__DATA RECORDS__.
******************************

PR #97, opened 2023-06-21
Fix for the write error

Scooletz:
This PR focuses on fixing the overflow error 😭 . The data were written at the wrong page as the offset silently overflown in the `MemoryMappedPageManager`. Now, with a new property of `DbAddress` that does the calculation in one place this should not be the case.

******************************

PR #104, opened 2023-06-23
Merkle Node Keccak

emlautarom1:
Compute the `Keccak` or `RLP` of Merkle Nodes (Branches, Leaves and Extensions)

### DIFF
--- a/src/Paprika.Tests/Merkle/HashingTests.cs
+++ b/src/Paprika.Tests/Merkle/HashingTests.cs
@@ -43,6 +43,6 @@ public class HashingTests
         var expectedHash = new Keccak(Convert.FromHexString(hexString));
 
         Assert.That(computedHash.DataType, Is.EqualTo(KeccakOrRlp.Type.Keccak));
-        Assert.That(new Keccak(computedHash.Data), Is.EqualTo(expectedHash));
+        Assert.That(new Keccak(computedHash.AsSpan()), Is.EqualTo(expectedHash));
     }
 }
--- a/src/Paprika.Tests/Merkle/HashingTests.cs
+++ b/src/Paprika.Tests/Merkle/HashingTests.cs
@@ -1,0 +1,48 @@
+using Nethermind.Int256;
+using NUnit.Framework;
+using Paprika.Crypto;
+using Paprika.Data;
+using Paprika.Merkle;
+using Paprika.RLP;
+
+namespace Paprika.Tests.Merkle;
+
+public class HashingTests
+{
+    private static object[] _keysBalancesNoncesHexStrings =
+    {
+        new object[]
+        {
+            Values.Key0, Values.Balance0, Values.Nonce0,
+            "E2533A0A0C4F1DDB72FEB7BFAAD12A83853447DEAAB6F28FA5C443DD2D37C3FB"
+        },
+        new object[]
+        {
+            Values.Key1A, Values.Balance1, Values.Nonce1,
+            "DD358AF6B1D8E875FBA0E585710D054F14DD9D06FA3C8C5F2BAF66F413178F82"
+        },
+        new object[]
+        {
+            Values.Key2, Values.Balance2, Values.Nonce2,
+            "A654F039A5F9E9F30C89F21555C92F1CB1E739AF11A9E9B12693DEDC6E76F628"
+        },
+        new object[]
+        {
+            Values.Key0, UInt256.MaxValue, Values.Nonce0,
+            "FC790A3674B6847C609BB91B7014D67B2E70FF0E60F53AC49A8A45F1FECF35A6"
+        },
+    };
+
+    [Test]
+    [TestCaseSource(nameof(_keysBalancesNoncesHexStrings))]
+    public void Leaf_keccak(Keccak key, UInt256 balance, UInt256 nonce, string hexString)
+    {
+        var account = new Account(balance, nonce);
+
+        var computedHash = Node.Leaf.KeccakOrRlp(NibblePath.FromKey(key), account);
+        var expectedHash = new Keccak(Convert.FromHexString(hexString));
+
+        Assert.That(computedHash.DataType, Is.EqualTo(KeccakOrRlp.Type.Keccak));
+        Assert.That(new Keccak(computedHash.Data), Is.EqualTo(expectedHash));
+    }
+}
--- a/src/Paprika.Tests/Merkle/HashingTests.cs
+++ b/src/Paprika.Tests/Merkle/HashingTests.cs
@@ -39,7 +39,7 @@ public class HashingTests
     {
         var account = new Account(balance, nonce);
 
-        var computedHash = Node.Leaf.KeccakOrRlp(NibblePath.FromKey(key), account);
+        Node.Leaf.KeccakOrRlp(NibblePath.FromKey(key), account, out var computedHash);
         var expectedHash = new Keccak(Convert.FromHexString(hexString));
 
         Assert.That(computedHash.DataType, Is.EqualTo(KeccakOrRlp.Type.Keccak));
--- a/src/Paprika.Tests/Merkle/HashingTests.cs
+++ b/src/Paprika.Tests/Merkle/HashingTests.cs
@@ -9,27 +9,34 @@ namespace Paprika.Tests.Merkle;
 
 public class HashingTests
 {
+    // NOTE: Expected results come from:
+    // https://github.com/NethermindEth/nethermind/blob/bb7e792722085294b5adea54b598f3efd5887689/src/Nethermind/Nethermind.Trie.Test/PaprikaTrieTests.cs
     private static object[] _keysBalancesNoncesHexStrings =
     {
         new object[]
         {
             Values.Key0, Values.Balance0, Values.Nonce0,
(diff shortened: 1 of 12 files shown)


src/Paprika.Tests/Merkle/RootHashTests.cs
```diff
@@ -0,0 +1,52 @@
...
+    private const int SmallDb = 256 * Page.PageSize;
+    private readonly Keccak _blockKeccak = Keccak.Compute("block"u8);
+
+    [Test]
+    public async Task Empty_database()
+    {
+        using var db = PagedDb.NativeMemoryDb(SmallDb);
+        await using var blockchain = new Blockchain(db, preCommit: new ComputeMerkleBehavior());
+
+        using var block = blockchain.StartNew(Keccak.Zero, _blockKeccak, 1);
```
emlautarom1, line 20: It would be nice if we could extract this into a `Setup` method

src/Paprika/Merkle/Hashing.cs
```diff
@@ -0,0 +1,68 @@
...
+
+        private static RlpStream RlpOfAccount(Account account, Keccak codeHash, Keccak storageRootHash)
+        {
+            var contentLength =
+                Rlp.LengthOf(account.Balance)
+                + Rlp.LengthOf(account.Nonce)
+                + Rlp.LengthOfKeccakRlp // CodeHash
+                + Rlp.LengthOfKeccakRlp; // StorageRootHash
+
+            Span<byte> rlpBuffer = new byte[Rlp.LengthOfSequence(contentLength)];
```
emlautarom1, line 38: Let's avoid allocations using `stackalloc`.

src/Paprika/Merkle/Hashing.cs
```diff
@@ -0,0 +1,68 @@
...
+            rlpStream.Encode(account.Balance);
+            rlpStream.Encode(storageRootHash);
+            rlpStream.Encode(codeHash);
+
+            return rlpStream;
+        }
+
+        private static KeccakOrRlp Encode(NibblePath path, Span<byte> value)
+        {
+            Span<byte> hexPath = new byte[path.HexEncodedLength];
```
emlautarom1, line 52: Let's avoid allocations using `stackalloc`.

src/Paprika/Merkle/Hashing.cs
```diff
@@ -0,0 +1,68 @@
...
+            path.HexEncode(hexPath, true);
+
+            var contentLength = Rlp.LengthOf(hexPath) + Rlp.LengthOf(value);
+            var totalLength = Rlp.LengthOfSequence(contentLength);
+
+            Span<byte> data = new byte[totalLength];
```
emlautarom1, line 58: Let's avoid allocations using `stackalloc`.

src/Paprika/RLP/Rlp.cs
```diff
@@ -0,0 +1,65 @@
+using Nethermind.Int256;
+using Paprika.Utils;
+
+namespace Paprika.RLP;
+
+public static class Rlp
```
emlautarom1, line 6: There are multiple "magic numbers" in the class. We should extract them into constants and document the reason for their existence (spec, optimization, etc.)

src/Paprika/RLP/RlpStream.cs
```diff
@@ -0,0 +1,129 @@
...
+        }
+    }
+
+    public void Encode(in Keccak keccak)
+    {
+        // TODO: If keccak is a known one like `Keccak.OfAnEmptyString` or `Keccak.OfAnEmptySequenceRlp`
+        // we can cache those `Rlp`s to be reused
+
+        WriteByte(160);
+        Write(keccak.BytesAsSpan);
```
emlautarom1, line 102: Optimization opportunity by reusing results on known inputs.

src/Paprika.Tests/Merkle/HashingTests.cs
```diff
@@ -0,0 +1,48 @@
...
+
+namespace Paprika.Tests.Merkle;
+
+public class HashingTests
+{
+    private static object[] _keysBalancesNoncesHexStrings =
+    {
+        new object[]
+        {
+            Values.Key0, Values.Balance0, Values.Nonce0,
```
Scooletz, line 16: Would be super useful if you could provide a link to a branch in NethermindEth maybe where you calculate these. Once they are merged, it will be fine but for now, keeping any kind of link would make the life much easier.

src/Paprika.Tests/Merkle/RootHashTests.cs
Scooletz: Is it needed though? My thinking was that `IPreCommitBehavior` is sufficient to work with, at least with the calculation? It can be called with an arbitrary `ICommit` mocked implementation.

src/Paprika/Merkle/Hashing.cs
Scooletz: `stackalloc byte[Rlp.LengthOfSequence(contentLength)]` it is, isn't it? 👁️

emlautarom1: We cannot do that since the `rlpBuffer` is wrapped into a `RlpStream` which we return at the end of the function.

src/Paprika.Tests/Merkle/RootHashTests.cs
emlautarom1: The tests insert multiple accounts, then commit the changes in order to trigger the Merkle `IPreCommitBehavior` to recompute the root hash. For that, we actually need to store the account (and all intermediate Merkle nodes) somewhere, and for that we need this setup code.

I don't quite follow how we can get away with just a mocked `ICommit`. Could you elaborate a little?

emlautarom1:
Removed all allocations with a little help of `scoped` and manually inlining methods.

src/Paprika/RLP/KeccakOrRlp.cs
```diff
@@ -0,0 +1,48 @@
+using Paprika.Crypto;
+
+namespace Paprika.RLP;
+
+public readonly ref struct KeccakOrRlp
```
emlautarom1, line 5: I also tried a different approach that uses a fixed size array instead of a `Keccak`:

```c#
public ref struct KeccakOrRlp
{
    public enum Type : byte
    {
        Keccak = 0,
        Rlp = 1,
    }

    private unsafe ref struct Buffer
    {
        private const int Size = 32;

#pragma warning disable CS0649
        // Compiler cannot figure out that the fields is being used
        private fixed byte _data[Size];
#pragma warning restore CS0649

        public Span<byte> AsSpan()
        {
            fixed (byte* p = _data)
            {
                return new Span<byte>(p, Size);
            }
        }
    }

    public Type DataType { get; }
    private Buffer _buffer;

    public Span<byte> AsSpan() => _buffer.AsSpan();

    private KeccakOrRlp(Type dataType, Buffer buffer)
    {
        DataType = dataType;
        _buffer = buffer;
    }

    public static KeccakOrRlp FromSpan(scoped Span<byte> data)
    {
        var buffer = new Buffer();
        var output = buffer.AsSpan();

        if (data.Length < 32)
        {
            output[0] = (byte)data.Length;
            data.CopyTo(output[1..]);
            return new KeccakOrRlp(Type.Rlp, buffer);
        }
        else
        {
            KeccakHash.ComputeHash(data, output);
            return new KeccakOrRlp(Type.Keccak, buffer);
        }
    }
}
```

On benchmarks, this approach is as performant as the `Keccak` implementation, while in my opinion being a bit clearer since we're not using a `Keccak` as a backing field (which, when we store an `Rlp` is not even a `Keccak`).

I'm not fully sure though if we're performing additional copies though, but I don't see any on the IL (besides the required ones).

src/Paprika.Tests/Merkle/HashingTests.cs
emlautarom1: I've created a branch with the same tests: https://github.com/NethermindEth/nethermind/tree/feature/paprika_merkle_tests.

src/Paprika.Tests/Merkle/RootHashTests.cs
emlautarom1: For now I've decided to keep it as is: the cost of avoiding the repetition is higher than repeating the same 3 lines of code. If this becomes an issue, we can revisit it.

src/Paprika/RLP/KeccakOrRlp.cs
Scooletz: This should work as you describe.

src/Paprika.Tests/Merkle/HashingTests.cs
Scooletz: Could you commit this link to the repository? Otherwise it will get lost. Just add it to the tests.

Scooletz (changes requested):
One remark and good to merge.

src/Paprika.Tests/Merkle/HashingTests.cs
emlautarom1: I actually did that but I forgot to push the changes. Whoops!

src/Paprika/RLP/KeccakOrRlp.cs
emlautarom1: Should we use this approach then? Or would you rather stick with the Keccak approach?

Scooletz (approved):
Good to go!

******************************

__ACTION ITEM__.
Looking back over the data above, restate word for word the lines that begin at the line with "emlautarom1: I've created" and end at the line with "Good to go!", inclusive.

__OUTPUT BELOW__.
emlautarom1: I've created a branch with the same tests: https://github.com/NethermindEth/nethermind/tree/feature/paprika_merkle_tests.

src/Paprika.Tests/Merkle/RootHashTests.cs
emlautarom1: For now I've decided to keep it as is: the cost of avoiding the repetition is higher than repeating the same 3 lines of code. If this becomes an issue, we can revisit it.

src/Paprika/RLP/KeccakOrRlp.cs
Scooletz: This should work as you describe.

src/Paprika.Tests/Merkle/HashingTests.cs
Scooletz: Could you commit this link to the repository? Otherwise it will get lost. Just add it to the tests.

Scooletz (changes requested):
One remark and good to merge.

src/Paprika.Tests/Merkle/HashingTests.cs
emlautarom1: I actually did that but I forgot to push the changes. Whoops!

src/Paprika/RLP/KeccakOrRlp.cs
emlautarom1: Should we use this approach then? Or would you rather stick with the Keccak approach?

Scooletz (approved):
Good to go!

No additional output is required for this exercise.